The only bad thing is '999 Rs. Unlimited Usage' Plan, and FUP Cap is 12 GB , which can be chomped down in a few days if you download constantly.

Never had any problems with the software.


----------



## Niilesh (Oct 5, 2011)

I also have the Prepaid one
I don't have wired connection option here(where i live)
But the speeds are quite good
the highest i reached is 210~ KBps(using mediafire+IDM)
But there is a problem with the modem
It tends to heat up after about 1 hour of use so you will have to tie a small piece of cloth(wet) if you will use it for more than that

and ya the software is a *little* buggy


----------



## montsa007 (Oct 5, 2011)

Which modem do you use?
Never faced any of those issues, try to download the latest software for the modem


----------



## rajnusker (Oct 5, 2011)

I have used MTS USB before, its gets to somewhere 250-300kBps download speed. But the problem is the fair usage policy. BSNL EVDO on other hand may not give very high speeds, although I am getting 200+ but it has no FUP means true unlimited downloading @Rs 750.


----------



## montsa007 (Oct 5, 2011)

rajnusker said:


> I have used MTS USB before, its gets to somewhere 250-300kBps download speed. But the problem is the fair usage policy. BSNL EVDO on other hand may not give very high speeds, although I am getting 200+ but it has no FUP means true unlimited downloading @Rs 750.

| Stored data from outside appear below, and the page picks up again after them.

PR #40, opened 2018-02-22
Only allow crypto-safe hashes to be used in CIDs

whyrusleeping:
This is a WIP solution to https://github.com/ipfs/go-ipfs/issues/4371


validate.go
```diff
@@ -0,0 +1,63 @@
...
+	mh.SHAKE_256:    true,
+	mh.DBL_SHA2_256: true,
+	mh.KECCAK_224:   true,
+	mh.KECCAK_256:   true,
+	mh.KECCAK_384:   true,
+	mh.KECCAK_512:   true,
+	mh.ID:           true,
+
+	// insecure
+	mh.SHA1:    false,
```
Stebalien: This will, of course, break the git plugin.

validate.go
```diff
@@ -0,0 +1,63 @@
...
+	return false
+}
+
+func ValidateCid(c *Cid) error {
+	pref := c.Prefix()
+	if !IsGoodHash(pref.MhType) {
+		return ErrPossiblyInsecureHashFunction
+	}
+
+	if pref.MhType != mh.ID && pref.MhLength < minimumHashLength {
```
Stebalien: I'd rather check if the hash length >= the default. Alternatively, make `goodset` map hash function to minimum length (where we'd use -1 for ID).

validate.go
whyrusleeping: mmm, youre right.

whyrusleeping: As suggested by @magik6k we should probably set SHA1 as secure, but add the check described here: https://github.com/multiformats/go-multihash/issues/57 to detect insecure hashes.

validate.go
whyrusleeping: Hrm... I still want to allow some truncation. Ethereum truncates a lot of things down to 20 bytes (from 32). I can go with a mapping, but maybe default 20 and have a special cases for anything else?

validate.go
kevina: @whyrusleeping this would still break the git plugin, but only in the very rare case when the content so happens to hash to one of the insure hashes, or am I missing something?

validate.go
kevina: I think we should set this per hash as @Stebalien suggested to allow a little more flexibility.

Stebalien: @whyrusleeping WTF? That's 80 bits of security! No!

whyrusleeping: @Stebalien hold up, 8 * 20 is 160.

validate.go
whyrusleeping: yep

kevina: @whyrusleeping yep to what?  Am I missing something or will this still break the git plugin in the very rare case.

whyrusleeping: yes. This will still break the git plugin in that case.

validate.go
whyrusleeping: @Stebalien the whole point of multiformats in general is to allow users to use what fits their needs best. We should continue using 256bit hashes for our important things, but shouldnt begrudge users who want to use 160bit hashes. I'm primarily concerned about preventing pre-image attacks, general collision birthday problem attacks are still a concern, but less so for now.

validate.go
kevina: From IRC (slightly edits for clarity):

>**whyrusleeping**: juan wants this to make it into the next release
>*kevina*: whyrusleeping: I vote we allow "sha1" for now to avoid breaking the git plugin until we think of a better solution
>**whyrusleeping**: yeah, maybe.
>**whyrusleeping**: I think most of the concern we want to fix here is preimage attacks
>**whyrusleeping**: and theres no preimage attack for sha1
>**whyrusleeping**: just a collision
>**kevina** whyrusleeping, stebalien: so let's allow it with a note that it will eventually be marked insure once we implement something like /ipfs-insecure/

Not available in Mumbai and Delhi, thats the prob else its a kick @ss plan for that price


----------



## dpluvuall (Oct 6, 2011)

I have newly purchased MTS MBalze it cost RS2644 (POSTPAID)
With 3 months advance subscription.

The download speed is 250-350 KBps for first 6 GB then it reduces to 15-20 KBps in utorrent. That means its bandwidth is upto 2.1 MBps.
But in last 15 days i've downloaded 15 GB and still counting.

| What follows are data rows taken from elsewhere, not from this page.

PR #42, opened 2018-03-13
Add Keccak and SHA hashes

gtfierro:
I'm working on an IPFS-based project that requires use of some of these alternative hash functions. I've moved a few over from the [multihash table](https://github.com/multiformats/multihash/blob/master/hashtable.csv).

Specifically, I've added SHA1, SHA2-256, SHA2-512, Keccak-224, Keccak-256,
Keccak-384 Keccak-512. Have not added tests at this point but I'm not sure what the most effective tests would be. Let me know what I can do to help!

### DIFF
--- a/cid.go
+++ b/cid.go
@@ -77,6 +77,15 @@ const (
 	BitcoinTx          = 0xb1
 	ZcashBlock         = 0xc0
 	ZcashTx            = 0xc1
+
+	SHA1     = 0x11
+	SHA2_256 = 0x12
+	SHA2_512 = 0x13
+
+	Keccak224 = 0x1a
+	Keccak256 = 0x1b
+	Keccak384 = 0x1c
+	Keccak512 = 0x1d
 )
 
 // Codecs maps the name of a codec to its type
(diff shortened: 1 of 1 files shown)


Stebalien:
Those tables are actually for IPLD object formats. CIDs are really just multihashes wrapped in some extra metadata so all of those hash formats are already supported. You can specify the multihash codec type when creating the CID.

gtfierro:
The specific issue I'm trying to fix is [go-ipfs-api](https://github.com/ipfs/go-ipfs-api) uses go-cid but only allows the specification of formats that are listed in the `Codecs` map. I could change those libraries so that they accept the integer identifiers as well as the strings, but that was more of a breaking change than just adding those values here. I'll just move ahead with a fork of go-ipfs-api for now. thanks!

Stebalien:
I see. That's because kaccak-256 is not a block format, it's a hash algorithm. Block (IPLD) formats include things like DagCBOR, DatPB, DagRaw, DagEth, DagGitRaw, etc...

You're actually looking for the `--mhtype` option (multihash type).

gtfierro:
For my particular application I need the block bytes to be the keccak-256 hash of the content so that I can do content-addressing across multiple storage providers (not just IPFS). I'll move ahead with a fork for now.

Thanks!

Stebalien:
So you have a hash of a hash? CID -> keccac-256-hash -> data? Can you not just convert the keccac-256 hash to a CID. That's how we handle Git and Eth objects. IPLD was specifically *designed* to handle arbitrary content addressing schemes.

Trust me, you're going down the wrong path here.

gtfierro:
You were totally right. I dug into it a bit more and found that the Raw object format gives me the intended result, without me needing to change any of the internals of these packages. Thanks for your help!

Stebalien:
Np. Didn't want you going down that rabbit hole :smile:.

However, if you're pointing to Keccac hashes that, in turn, point to something else, you may be able to avoid the indirection by turning the Keccac hashes into CIDs. That is:

```go
import (
	mh "github.com/multiformats/go-multihash"
	cid "github.com/ipfs/go-cid"
)

// ...

hash, err := mh.Encode(bareKeccacHash, mh.KECCAK_256)
yourCid := cid.NewCidV1(cid.Raw, hash)
```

It is a nice choice according to me as it is unlimited plan and i dont have to pay for next 3 months with total of 18GB at high speed+ rest at 20KBps, and also got 1 optical USB mouse + MTS Wrist watch FREE with the package.

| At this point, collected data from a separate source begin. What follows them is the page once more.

PR #43, opened 2018-04-20
support nil CIDs when checking equality

Stebalien:
Treat nil CIDs like NaN. They never equal anything.

(also, short-circuit equality check for self == self)

### DIFF
--- a/cid.go
+++ b/cid.go
@@ -371,6 +371,12 @@ func (c *Cid) bytesV1() []byte {
 // In order for two Cids to be considered equal, the
 // Version, the Codec and the Multihash must match.
 func (c *Cid) Equals(o *Cid) bool {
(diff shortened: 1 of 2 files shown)


Kubuxu:
@Stebalien what is the reason behind this?

Stebalien:
@Kubuxu 

1. The identity short-circuit may help a bit with performance.
2. I'd like to avoid panicing when handling nil CIDs (the drawback is that this could hide bugs).

I remember wanting this somewhere but I can't remember where exactly.

kevina:
Closing.  The motivation is unclear and in any case it will become irrelevant once we switch to a string backing.

Stebalien:
Yeah, we actually get this support out of the box...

I think it is of course one of the cheapest and value to money deal as i have alredy used tata photon+ and BSNL 3G services too.....


----------



## vidhubhushan (Oct 6, 2011)

in what area do you reside in Lucknow? i had a talk with MTS people in their gomti nagar store 2 weeks back but they didn't tell me about these freebies (mouse n watch) 



dpluvuall said:


> I have newly purchased MTS MBalze it cost RS2644 (POSTPAID)
> With 3 months advance subscription.
> 
> The download speed is 250-350 KBps for first 6 GB then it reduces to 15-20 KBps in utorrent. That means its bandwidth is upto 2.1 MBps.
> ...


----------



## dashing.sujay (Oct 6, 2011)

Getting 200~KB/s speeds! But max is achieved only during night hours. During day it hovers like 50~100.


----------



## dpluvuall (Oct 9, 2011)

vidhubhushan said:


> in what area do you reside in Lucknow? i had a talk with MTS people in their gomti nagar store 2 weeks back but they didn't tell me about these freebies (mouse n watch)



i Live in Vikas Nagr and had purchases M blaze from the office opposite HAL building through sales manager.


----------